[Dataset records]
++++++++
PR #773, opened 2025-01-09
Fix support of fieldName annotations

plokhotnyuk:
* Fix using of fieldName annotations to rename fields (not aliasing)

* Fix ignoring non-first fieldName annotations at the field declarations

### DIFF
--- a/zio-schema-derivation/shared/src/main/scala-3/zio/schema/DeriveSchema.scala
+++ b/zio-schema-derivation/shared/src/main/scala-3/zio/schema/DeriveSchema.scala
@@ -256,7 +256,7 @@ private case class DeriveSchema()(using val ctx: Quotes) {
                tpe.asType
            }
            val annotations = paramAnns.getOrElse(label, List.empty)
-           val nameExpr = annotations.collectFirst {
+           val nameExpr = annotations.reverse.collectFirst {
              case ann if ann.isExprOf[fieldName] =>
                val fieldNameAnn = ann.asExprOf[fieldName]
                  '{${fieldNameAnn}.name}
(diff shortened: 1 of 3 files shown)


zio-schema-derivation/shared/src/main/scala-3/zio/schema/DeriveSchema.scala
```diff
@@ -256,7 +256,7 @@ private case class DeriveSchema()(using val ctx: Quotes) {
                tpe.asType
            }
            val annotations = paramAnns.getOrElse(label, List.empty)
-           val nameExpr = annotations.collectFirst {
```
987Nabil, line 259: I actually think more the one annotation of the same kind is using the lib wrong. I would keep the old impl, since it is less complicated. You annotate twice? Your problem. Just don't.

zio-schema/shared/src/main/scala/zio/schema/Schema.scala
```diff
@@ -432,16 +432,18 @@ object Schema extends SchemaPlatformSpecific with SchemaEquality {
...
-        case aliases: fieldNameAliases => aliases.aliases
-        case f: fieldName              => Seq(f.name)
-      }.flatten.toSet + name
-
     val fieldName: String = annotations.collectFirst {
       case f: fieldName => f.name
     }.getOrElse(name)
 
+    val nameAndAliases: scala.collection.immutable.Set[String] =
+      annotations.foldLeft(scala.collection.immutable.Set(fieldName)) { (acc, annotation) =>
```
987Nabil, line 440: is there a difference besides making it a fold?

zio-schema-derivation/shared/src/main/scala-3/zio/schema/DeriveSchema.scala
plokhotnyuk: The proposed solution is a workaround for reverse order of annotations in Scala 3 macros.

The better solution would be throwing a compile-time error during derivation or/and runtime error when calculating `fieldName` value in `Schema.Field` instances

zio-schema/shared/src/main/scala/zio/schema/Schema.scala
plokhotnyuk: It avoids reusing of an old (renamed) field name as an alias

987Nabil (approved):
++++++++
*Your task:* Word for word, write out all of the data above.

*Answer to the exercise:*
PR #773, opened 2025-01-09
Fix support of fieldName annotations

plokhotnyuk:
* Fix using of fieldName annotations to rename fields (not aliasing)

* Fix ignoring non-first fieldName annotations at the field declarations

### DIFF
--- a/zio-schema-derivation/shared/src/main/scala-3/zio/schema/DeriveSchema.scala
+++ b/zio-schema-derivation/shared/src/main/scala-3/zio/schema/DeriveSchema.scala
@@ -256,7 +256,7 @@ private case class DeriveSchema()(using val ctx: Quotes) {
                tpe.asType
            }
            val annotations = paramAnns.getOrElse(label, List.empty)
-           val nameExpr = annotations.collectFirst {
+           val nameExpr = annotations.reverse.collectFirst {
              case ann if ann.isExprOf[fieldName] =>
                val fieldNameAnn = ann.asExprOf[fieldName]
                  '{${fieldNameAnn}.name}
(diff shortened: 1 of 3 files shown)


zio-schema-derivation/shared/src/main/scala-3/zio/schema/DeriveSchema.scala
```diff
@@ -256,7 +256,7 @@ private case class DeriveSchema()(using val ctx: Quotes) {
                tpe.asType
            }
            val annotations = paramAnns.getOrElse(label, List.empty)
-           val nameExpr = annotations.collectFirst {
```
987Nabil, line 259: I actually think more the one annotation of the same kind is using the lib wrong. I would keep the old impl, since it is less complicated. You annotate twice? Your problem. Just don't.

zio-schema/shared/src/main/scala/zio/schema/Schema.scala
```diff
@@ -432,16 +432,18 @@ object Schema extends SchemaPlatformSpecific with SchemaEquality {
...
-        case aliases: fieldNameAliases => aliases.aliases
-        case f: fieldName              => Seq(f.name)
-      }.flatten.toSet + name
-
     val fieldName: String = annotations.collectFirst {
       case f: fieldName => f.name
     }.getOrElse(name)
 
+    val nameAndAliases: scala.collection.immutable.Set[String] =
+      annotations.foldLeft(scala.collection.immutable.Set(fieldName)) { (acc, annotation) =>
```
987Nabil, line 440: is there a difference besides making it a fold?

zio-schema-derivation/shared/src/main/scala-3/zio/schema/DeriveSchema.scala
plokhotnyuk: The proposed solution is a workaround for reverse order of annotations in Scala 3 macros.

The better solution would be throwing a compile-time error during derivation or/and runtime error when calculating `fieldName` value in `Schema.Field` instances

zio-schema/shared/src/main/scala/zio/schema/Schema.scala
plokhotnyuk: It avoids reusing of an old (renamed) field name as an alias

987Nabil (approved):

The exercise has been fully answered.